(Data provided)
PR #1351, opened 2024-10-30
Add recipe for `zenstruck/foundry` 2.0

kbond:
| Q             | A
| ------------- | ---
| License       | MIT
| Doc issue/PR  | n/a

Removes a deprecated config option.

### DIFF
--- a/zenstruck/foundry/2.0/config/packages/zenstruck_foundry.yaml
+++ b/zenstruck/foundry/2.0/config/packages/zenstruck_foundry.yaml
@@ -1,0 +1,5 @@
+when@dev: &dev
(End Data provided)
(Data provided)
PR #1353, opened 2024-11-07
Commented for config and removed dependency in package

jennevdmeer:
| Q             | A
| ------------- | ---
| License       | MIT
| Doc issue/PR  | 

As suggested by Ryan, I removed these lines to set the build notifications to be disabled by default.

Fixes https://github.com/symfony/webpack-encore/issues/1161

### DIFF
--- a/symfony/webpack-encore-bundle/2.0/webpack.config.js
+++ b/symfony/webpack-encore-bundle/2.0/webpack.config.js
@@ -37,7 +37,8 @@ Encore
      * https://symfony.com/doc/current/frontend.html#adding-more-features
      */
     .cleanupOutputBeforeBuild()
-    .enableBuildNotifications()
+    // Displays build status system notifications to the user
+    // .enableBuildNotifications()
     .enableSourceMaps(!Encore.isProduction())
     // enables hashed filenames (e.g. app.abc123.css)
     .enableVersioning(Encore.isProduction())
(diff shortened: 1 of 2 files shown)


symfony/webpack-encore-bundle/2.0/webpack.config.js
(End Data provided)
(Data provided)
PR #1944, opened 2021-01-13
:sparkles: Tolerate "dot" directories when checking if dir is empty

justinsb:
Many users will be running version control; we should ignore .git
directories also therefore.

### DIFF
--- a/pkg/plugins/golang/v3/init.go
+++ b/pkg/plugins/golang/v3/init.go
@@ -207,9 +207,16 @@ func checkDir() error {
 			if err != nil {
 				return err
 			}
(End Data provided)
# What is required
Copy out every line of the entries where the string "removed" shows up.

# Solution for this task
Commented for config and removed dependency in package
As suggested by Ryan, I removed these lines to set the build notifications to be disabled by default.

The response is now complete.